PR #92, opened 2018-11-29
lession07, 08 homework and lession 09 Ying

guoguoying2013:


students/YingGuo/lession07/html_render.py
```diff
@@ -0,0 +1,162 @@
...
+
+# This is the framework for the base class
+class Element():
+    tag_name = "html"
+    indent = "    "
+
+    def __init__(self, content=None, **kwargs):
+        if content is None:
+            self.content = []
+        if content is not None:
```
hosungs: Minor: This line should be just `else`.

Better yet, the whole `if`-`else` block better be simply `self.content = [] if content is None else [content]`.

students/YingGuo/lession07/html_render.py
```diff
@@ -0,0 +1,162 @@
...
+            self.content = [content]
+        self.kwargs = kwargs 
+
+
+    def append(self, new_content):
+        self.content.append(new_content)
+
+    def write_html(self):
+        with open("output_html","w") as f:
+             f.write(self.content)
```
================================
▶ [TASK ITEM]
Write out the lines of the entries, word for word, from the first through the one containing "hosungs: Minor: This", and stop at that line.

▶ [RESULT OF THIS EXERCISE]
PR #92, opened 2018-11-29
lession07, 08 homework and lession 09 Ying

guoguoying2013:


students/YingGuo/lession07/html_render.py
```diff
@@ -0,0 +1,162 @@
...
+
+# This is the framework for the base class
+class Element():
+    tag_name = "html"
+    indent = "    "
+
+    def __init__(self, content=None, **kwargs):
+        if content is None:
+            self.content = []
+        if content is not None:
```
hosungs: Minor: This line should be just `else`.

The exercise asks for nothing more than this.